Content starts

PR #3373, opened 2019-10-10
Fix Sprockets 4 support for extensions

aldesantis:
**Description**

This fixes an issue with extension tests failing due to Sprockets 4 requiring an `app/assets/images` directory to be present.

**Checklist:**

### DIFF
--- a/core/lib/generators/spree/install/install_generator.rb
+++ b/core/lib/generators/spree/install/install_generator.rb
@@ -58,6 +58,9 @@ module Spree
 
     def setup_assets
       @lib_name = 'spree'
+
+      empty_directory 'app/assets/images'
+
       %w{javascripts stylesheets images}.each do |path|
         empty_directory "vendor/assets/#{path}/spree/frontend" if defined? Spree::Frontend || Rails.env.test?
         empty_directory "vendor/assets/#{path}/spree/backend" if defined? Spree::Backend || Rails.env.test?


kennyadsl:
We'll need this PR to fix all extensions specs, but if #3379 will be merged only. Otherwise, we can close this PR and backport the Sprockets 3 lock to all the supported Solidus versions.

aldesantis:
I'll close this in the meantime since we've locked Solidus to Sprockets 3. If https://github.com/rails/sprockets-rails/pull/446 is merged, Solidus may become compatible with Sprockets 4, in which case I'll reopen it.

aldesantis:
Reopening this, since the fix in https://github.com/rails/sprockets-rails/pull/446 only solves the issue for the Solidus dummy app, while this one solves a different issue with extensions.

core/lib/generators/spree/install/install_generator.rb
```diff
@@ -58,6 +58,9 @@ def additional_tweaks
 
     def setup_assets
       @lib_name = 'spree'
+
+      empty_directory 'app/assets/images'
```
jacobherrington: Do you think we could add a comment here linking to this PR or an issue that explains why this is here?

Content ends

» **Task to complete**: In full and without change, transcribe the data above.

» **Answer section**:
PR #3373, opened 2019-10-10
Fix Sprockets 4 support for extensions

aldesantis:
**Description**

This fixes an issue with extension tests failing due to Sprockets 4 requiring an `app/assets/images` directory to be present.

**Checklist:**

### DIFF
--- a/core/lib/generators/spree/install/install_generator.rb
+++ b/core/lib/generators/spree/install/install_generator.rb
@@ -58,6 +58,9 @@ module Spree
 
     def setup_assets
       @lib_name = 'spree'
+
+      empty_directory 'app/assets/images'
+
       %w{javascripts stylesheets images}.each do |path|
         empty_directory "vendor/assets/#{path}/spree/frontend" if defined? Spree::Frontend || Rails.env.test?
         empty_directory "vendor/assets/#{path}/spree/backend" if defined? Spree::Backend || Rails.env.test?


kennyadsl:
We'll need this PR to fix all extensions specs, but if #3379 will be merged only. Otherwise, we can close this PR and backport the Sprockets 3 lock to all the supported Solidus versions.

aldesantis:
I'll close this in the meantime since we've locked Solidus to Sprockets 3. If https://github.com/rails/sprockets-rails/pull/446 is merged, Solidus may become compatible with Sprockets 4, in which case I'll reopen it.

aldesantis:
Reopening this, since the fix in https://github.com/rails/sprockets-rails/pull/446 only solves the issue for the Solidus dummy app, while this one solves a different issue with extensions.

core/lib/generators/spree/install/install_generator.rb
```diff
@@ -58,6 +58,9 @@ def additional_tweaks
 
     def setup_assets
       @lib_name = 'spree'
+
+      empty_directory 'app/assets/images'
```
jacobherrington: Do you think we could add a comment here linking to this PR or an issue that explains why this is here?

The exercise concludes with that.